Superar o pensamento científico colonizador, é também superar as diferenças físicas e
culturais impostas. Enquanto houver um único grupo social em posição de dominante, o
saber cientifico será manipulado e a história será contada de uma única perspectiva.
Quem são aqueles que seguem no poder político do Brasil desde o começo de sua
colonização? Por quem e para quem é criado desenvolvida a ciência e o Estado?

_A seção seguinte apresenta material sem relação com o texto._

PR #530, opened 2020-09-14
fix(properties): create property when undefined/void

Pmyl:


src/transformer/descriptor/mock/mockProperties.ts
```diff
@@ -44,6 +44,10 @@ export function GetMockPropertiesFromDeclarations(
         return false;
       }
 
+      if (member.questionToken) {
```
uittorio, line 47: This is cool. I think we can safely remove the code below from file propertySignature.ts

```
if (node.type) {
    if (node.questionToken) { // remove this if
      return GetUndefinedDescriptor();
    }

    return GetDescriptor(node.type, scope);
  }
```

What do you think?

test/playground/playground.test.ts
```diff
@@ -10,9 +10,14 @@ import { createMock } from 'ts-auto-mock';
```
uittorio, line 10: revert this one if you don't mind.

uittorio (changes requested):
One comment!! Nice one!

src/transformer/descriptor/mock/mockProperties.ts
Pmyl: it makes sense, we exclude it early, it should never get to that point if it has the question token, I'll remove it later today

Pmyl: done

test/playground/playground.test.ts
Pmyl: done

uittorio (approved):

PR #542, opened 2020-09-16
fix(transformer): do not fail when accessing index of extended this for a computed property

Pmyl:
This will reduce errors also in definitely typed tests.


test/logs/indexedAccess/indexedAccess.warning.type.ts
```diff
@@ -0,0 +1,7 @@
+export interface OtherInterface extends StandardInterface {
+  '[]': string;
+}
+
+export interface StandardInterface {
```
uittorio, line 5: Wow....I don't really understand this scenario...

I wrote the same interface but I've added a property key in the input of the method`prop`
If I use OtherInterface, I can write something like this

```ts
export interface OtherInterface extends StandardInterface {
  '[]': string;
}

export interface StandardInterface {
  b: number;
  prop<K extends keyof this>(k: K): this[K];
}

export class Hello implements OtherInterface {
  public b: number;
  public '[]': string;

  constructor() {
    this.b = 123;
  }

  public prop<K extends keyof this>(k: K): this[K] {
    return this[k];
  }
}

const b: string = new Hello().prop('[]');
const c: number = new Hello().prop('b');
```

Technically we should be able to infer the type.

uittorio: Can you add in the list of unsupported type this specific scenario or it is already covered?

uittorio (approved):

test/logs/indexedAccess/indexedAccess.warning.type.ts
Pmyl: It's already covered [here](https://typescript-tdd.github.io/ts-auto-mock/types-not-supported#indexed-access-type-with-generics)... it's slightly more convoluted but it's the same thing: indexing a property or a type using a generic that extends keyof type. The only difference is that in this case the type is `this` and the property name is computed.

This PR fixes the case where the transformer was failing when the property name is computed, now it gives a warning in the same way it does for non computed property names.

PR #569, opened 2020-09-18
various fixes

Pmyl:
Three commits:

`chore(definitelyTyped): fix case when module has default unnamed export`
`chore(docs): add 'other' option when filtering definitely typed errors`
`fix(transformer): apply null and warning when property type cannot be identified`

I won't squash them in one


src/transformer/descriptor/module/module.ts
```diff
@@ -134,7 +134,8 @@ export function GetPropertiesFromSourceFileOrModuleDeclaration(
         }
 
         return TypescriptCreator.createPropertySignature(
-          d.originalDeclaration.name as ts.Identifier,
+          (d.originalDeclaration.name as ts.Identifier) ||
+            ts.createIdentifier('default'),
```
uittorio, line 138: Do you still need the casting?

uittorio (approved):

src/transformer/descriptor/module/module.ts
Pmyl: yes, apparently `name` can be also a "DeclarationName" that doesn't match "Identifier"

PR #612, opened 2020-12-20
Feature hydrated mocks

uittorio:
Hi, this PR tentative adds createHydratedMock as a new mock function that will allow developers to ignored optional properties.

Example
```ts
interface Interface {
    notRequired?: string;
}

const mock: Interface = createHydratedMock<Interface>();
expect(mock.notRequired).toBe('');
```

**This PR is not final**. I've opened it to show that we need a better design for this functionality. 
In order to add createHydratedMock, I've added a new DeclarationCache, FactoryCache, and a FactoryRegistrationPerFile. This approach is quite complicated because every time we refer to the DeclarationCache we need to decide which cache to use.

Here is the list of the functionality that relies on DeclarationCache
- createMock 
- registerMock
- enum
- generics
- typeParameters (generics)

@Pmyl What do you think? I am sure you had a similar, hopefully better idea.

If you think it's fine to have different caches I'll try to make the code easier to extend in the future :) 

Update 25/12/2020
I've updated the code to support all the scenarios.
I would like to refactor the mockDefiner because there is some duplication. I'll do it if this PR gets approved


Pmyl (approved):
I think the mock definer can be refactored a bit more now that you've done your refactor, I think the next step is to do that for the next PR... when I'm not lazy

this one looks good though 👍

PR #631, opened 2021-03-20
Fix setting env variable

uittorio:

- [ ] You have added tests


uittorio:
Github actions breaking changes on set-env. There was a security issue
. https://github.blog/changelog/2020-10-01-github-actions-deprecating-set-env-and-add-path-commands/

This is the new approach:
https://docs.github.com/en/actions/reference/workflow-commands-for-github-actions#setting-an-environment-variable

PR #736, opened 2021-05-16
fix(hydratedMocks): fix recursion

uittorio:
make sure interface declaration and class declaration are returning the original node when using the getTypes function so the union functionality can use the returned value without encountering maximum call stack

Quem
foram e/ou são os que realizam as pesquisas e desenvolvem o que temos como ciência
hoje? O Estado esteve e segue nas mãos de uma minoria burguesa, aristocrática, ruralista
e cristã. A disputa política dos conservadores e liberais da primeira República, citada por
Skidmore (1976), permanecem até hoje no poder territorial com outros nomes
representados por partidos políticos, como exemplos temos o DEM, PMDB e PSDC (os
democráticos). Desta maneira, o processo histórico de formação territorial e social do
Brasil esteve com a tentativa de manter e preservar o domínio do território e privilégios
de um determinado grupo racial. E a nova organização social liberal veio com o objetivo
de manter a colonização e suas características de dominação e escravidão. Onde se
perpetua as desigualdades sociais entre as raças.